■ EXERCISE AIM ■
Copy exactly the lines of the data below that run from the line holding "bump formio-sfds to 7.0.2" through the line holding "for all kinds", both ends included.

■ INFORMATION GIVEN ■
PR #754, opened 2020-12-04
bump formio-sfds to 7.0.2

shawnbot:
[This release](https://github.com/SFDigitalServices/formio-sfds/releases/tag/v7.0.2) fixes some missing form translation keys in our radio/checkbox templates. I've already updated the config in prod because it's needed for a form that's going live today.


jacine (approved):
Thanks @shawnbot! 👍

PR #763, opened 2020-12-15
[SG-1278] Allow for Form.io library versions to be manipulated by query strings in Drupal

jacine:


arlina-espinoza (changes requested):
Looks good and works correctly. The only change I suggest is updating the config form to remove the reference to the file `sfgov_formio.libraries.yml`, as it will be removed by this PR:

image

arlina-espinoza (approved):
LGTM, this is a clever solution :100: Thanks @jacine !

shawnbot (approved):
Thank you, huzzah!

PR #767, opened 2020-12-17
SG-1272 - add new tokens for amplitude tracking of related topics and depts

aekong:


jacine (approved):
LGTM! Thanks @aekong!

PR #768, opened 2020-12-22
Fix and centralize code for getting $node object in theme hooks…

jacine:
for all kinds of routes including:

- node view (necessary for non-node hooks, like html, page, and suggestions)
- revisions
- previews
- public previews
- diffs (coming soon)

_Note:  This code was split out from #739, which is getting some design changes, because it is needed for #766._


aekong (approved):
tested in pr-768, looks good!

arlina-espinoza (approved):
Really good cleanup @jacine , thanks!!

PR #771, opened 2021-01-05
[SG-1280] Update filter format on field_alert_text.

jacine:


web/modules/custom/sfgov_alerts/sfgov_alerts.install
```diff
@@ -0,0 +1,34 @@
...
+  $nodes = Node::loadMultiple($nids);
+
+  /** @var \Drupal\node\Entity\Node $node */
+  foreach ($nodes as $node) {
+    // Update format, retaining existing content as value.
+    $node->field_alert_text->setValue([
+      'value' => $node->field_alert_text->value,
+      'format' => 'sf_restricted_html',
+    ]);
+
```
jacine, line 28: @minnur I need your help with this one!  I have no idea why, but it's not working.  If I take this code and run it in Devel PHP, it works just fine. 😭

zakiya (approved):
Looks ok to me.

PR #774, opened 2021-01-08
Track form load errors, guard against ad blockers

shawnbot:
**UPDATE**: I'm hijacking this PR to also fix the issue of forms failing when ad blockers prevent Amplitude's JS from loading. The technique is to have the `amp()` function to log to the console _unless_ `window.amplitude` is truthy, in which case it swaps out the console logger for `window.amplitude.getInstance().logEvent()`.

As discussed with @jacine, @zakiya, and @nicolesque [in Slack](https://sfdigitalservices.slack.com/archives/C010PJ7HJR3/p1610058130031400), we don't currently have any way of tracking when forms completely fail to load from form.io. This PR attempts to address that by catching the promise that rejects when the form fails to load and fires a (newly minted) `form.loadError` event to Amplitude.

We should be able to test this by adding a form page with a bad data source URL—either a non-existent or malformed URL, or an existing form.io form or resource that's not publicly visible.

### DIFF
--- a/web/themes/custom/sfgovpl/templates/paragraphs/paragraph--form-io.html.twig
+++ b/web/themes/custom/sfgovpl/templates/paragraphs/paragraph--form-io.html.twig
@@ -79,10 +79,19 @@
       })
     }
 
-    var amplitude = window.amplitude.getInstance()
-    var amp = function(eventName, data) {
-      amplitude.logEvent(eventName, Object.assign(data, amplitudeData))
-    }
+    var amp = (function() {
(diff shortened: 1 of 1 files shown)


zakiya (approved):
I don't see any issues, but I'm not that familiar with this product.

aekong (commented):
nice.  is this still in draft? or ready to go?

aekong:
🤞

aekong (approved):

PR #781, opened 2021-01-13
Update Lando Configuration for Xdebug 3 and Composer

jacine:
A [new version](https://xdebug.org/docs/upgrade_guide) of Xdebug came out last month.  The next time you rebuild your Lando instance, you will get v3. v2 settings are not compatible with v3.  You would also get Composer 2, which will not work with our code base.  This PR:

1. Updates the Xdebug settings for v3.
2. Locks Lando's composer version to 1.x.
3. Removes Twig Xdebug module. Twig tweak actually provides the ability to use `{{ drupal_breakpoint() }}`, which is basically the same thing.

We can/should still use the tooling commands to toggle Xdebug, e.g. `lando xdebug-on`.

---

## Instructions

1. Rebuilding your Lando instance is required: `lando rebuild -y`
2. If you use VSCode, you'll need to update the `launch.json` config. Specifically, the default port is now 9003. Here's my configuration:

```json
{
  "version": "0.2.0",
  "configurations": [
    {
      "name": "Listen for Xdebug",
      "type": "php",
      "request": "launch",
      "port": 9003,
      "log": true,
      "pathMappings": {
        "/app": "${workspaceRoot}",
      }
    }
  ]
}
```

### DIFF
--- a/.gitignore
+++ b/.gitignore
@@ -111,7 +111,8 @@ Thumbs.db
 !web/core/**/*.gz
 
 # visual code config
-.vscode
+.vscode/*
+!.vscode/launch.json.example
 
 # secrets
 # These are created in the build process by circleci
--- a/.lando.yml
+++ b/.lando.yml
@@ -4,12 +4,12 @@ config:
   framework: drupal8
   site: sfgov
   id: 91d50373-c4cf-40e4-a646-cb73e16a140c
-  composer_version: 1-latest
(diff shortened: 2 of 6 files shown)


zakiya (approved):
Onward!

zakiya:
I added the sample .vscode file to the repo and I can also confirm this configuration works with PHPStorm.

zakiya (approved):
---
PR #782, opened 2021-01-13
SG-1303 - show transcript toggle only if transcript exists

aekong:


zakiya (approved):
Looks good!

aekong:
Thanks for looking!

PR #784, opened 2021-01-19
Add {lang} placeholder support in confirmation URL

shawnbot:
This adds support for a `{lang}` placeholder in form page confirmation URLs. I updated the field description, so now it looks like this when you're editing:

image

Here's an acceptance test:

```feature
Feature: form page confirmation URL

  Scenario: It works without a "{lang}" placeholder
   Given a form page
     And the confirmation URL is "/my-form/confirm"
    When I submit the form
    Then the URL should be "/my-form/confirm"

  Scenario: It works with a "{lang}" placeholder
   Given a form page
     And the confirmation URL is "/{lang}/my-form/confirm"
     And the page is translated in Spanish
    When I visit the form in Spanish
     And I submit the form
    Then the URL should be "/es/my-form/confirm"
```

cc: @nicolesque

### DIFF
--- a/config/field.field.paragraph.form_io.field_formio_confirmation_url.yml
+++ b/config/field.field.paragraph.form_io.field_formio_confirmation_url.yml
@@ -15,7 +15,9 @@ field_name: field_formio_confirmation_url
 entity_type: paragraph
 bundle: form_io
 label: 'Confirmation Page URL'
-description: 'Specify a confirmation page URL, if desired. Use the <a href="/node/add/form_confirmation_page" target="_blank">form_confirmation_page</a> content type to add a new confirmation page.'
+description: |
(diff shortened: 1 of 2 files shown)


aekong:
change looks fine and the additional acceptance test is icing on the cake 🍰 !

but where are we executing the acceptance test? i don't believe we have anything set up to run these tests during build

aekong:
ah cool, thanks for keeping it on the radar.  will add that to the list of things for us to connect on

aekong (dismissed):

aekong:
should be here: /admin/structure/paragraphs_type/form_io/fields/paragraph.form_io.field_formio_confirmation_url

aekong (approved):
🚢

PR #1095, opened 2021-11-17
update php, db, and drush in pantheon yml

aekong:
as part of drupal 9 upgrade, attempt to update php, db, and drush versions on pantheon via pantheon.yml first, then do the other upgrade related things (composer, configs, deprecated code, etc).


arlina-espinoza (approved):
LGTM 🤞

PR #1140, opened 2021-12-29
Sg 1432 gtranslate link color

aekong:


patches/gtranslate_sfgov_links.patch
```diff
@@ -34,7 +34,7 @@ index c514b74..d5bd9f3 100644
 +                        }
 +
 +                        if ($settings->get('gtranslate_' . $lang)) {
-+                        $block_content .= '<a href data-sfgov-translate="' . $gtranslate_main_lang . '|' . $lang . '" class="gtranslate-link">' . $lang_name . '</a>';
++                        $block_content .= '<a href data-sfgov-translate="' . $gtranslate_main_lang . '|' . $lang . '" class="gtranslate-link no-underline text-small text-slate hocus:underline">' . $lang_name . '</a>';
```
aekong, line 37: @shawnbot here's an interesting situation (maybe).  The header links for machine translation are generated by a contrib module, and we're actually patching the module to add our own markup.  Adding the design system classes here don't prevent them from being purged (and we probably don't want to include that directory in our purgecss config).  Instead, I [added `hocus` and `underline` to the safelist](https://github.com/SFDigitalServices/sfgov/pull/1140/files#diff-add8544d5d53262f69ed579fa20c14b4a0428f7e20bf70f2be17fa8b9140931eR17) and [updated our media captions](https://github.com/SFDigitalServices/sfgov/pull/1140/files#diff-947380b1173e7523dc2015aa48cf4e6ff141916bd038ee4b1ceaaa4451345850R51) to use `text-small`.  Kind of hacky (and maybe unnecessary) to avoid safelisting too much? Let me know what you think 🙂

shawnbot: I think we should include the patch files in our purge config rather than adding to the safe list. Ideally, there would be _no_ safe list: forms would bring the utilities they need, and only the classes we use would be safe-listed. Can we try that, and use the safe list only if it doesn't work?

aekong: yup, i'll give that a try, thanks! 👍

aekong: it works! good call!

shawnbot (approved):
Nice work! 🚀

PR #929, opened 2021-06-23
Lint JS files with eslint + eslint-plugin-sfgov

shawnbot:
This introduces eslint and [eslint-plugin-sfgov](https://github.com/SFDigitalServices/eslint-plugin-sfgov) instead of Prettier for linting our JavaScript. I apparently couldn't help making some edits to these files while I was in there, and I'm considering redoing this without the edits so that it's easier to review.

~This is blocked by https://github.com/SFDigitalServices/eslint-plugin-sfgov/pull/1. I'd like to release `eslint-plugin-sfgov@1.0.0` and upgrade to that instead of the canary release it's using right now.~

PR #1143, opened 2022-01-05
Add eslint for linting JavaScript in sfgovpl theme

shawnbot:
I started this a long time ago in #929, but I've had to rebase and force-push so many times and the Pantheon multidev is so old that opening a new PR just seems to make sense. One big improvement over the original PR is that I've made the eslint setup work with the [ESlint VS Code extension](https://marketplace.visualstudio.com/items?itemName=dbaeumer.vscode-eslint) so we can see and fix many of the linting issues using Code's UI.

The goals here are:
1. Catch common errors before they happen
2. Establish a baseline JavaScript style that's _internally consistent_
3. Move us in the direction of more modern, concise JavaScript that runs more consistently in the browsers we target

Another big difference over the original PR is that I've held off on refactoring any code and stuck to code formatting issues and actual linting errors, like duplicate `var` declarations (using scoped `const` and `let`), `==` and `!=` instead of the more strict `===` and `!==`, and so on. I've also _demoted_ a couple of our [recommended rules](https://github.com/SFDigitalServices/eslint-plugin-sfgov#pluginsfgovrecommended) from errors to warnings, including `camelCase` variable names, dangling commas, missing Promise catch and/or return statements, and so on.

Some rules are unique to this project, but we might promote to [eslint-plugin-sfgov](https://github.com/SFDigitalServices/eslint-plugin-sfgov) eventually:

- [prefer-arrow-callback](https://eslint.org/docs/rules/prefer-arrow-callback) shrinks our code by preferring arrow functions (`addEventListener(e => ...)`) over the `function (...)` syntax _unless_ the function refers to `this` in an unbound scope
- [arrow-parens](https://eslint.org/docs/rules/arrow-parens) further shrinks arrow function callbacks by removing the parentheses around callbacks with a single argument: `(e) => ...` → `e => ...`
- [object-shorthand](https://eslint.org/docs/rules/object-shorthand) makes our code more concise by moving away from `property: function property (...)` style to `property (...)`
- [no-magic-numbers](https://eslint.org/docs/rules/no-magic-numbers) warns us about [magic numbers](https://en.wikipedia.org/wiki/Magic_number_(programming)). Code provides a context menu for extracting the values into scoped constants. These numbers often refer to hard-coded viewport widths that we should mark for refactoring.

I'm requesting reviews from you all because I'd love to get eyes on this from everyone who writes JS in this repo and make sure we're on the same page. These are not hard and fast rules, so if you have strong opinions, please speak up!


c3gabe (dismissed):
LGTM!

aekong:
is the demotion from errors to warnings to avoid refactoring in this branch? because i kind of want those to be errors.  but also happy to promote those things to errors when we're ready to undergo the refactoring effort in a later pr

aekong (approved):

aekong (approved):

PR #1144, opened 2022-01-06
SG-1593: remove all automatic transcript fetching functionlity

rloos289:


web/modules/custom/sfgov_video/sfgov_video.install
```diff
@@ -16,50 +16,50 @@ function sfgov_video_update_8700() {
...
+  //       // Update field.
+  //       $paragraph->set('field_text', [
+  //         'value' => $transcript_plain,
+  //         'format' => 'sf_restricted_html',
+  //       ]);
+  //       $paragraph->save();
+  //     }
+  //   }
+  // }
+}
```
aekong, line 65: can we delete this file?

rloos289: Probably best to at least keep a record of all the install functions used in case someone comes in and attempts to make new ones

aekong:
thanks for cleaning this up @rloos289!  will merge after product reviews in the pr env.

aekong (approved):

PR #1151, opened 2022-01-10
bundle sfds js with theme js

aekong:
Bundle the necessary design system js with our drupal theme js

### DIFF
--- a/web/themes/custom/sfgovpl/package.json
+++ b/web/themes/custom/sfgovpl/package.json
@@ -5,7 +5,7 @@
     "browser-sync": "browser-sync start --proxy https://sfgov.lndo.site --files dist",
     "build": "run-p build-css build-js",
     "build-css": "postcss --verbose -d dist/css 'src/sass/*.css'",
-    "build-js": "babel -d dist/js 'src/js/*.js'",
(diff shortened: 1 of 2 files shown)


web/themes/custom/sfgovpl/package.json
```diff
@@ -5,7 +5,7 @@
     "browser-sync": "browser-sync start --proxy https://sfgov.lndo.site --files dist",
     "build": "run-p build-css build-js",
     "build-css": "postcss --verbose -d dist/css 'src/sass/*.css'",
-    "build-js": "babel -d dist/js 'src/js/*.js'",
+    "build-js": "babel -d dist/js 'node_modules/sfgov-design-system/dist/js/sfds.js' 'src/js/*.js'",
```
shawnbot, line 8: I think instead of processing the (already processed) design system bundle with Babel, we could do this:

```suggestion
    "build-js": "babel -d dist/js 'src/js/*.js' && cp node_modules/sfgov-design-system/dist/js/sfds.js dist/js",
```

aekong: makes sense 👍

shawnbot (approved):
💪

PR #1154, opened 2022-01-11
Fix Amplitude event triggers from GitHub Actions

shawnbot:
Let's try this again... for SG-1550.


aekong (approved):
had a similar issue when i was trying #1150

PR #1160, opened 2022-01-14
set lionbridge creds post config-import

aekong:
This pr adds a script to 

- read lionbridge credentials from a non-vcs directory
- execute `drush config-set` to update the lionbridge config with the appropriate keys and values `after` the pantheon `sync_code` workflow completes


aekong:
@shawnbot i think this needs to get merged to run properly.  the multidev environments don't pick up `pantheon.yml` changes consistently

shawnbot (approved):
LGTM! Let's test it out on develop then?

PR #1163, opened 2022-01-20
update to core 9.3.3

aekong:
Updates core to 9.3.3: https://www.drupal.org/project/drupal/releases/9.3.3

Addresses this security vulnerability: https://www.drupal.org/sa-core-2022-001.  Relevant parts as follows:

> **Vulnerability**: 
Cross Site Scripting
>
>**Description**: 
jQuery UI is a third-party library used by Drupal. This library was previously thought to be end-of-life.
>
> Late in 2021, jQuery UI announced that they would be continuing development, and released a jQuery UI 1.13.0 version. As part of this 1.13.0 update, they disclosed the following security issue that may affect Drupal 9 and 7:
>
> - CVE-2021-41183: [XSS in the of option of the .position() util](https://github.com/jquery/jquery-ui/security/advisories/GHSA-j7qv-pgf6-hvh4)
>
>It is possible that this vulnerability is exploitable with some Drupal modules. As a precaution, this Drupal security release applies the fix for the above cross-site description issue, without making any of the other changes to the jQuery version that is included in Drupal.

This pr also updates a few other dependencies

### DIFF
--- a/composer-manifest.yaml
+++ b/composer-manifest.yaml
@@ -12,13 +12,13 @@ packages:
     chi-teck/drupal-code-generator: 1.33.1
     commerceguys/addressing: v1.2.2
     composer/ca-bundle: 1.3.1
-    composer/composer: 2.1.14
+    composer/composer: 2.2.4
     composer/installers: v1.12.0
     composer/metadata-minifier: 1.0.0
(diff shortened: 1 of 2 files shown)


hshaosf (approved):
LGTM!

■ COMPLETED TASK ■
bump formio-sfds to 7.0.2

shawnbot:
[This release](https://github.com/SFDigitalServices/formio-sfds/releases/tag/v7.0.2) fixes some missing form translation keys in our radio/checkbox templates. I've already updated the config in prod because it's needed for a form that's going live today.


jacine (approved):
Thanks @shawnbot! 👍

PR #763, opened 2020-12-15
[SG-1278] Allow for Form.io library versions to be manipulated by query strings in Drupal

jacine:


arlina-espinoza (changes requested):
Looks good and works correctly. The only change I suggest is updating the config form to remove the reference to the file `sfgov_formio.libraries.yml`, as it will be removed by this PR:

image

arlina-espinoza (approved):
LGTM, this is a clever solution :100: Thanks @jacine !

shawnbot (approved):
Thank you, huzzah!

PR #767, opened 2020-12-17
SG-1272 - add new tokens for amplitude tracking of related topics and depts

aekong:


jacine (approved):
LGTM! Thanks @aekong!

PR #768, opened 2020-12-22
Fix and centralize code for getting $node object in theme hooks…

jacine:
for all kinds of routes including:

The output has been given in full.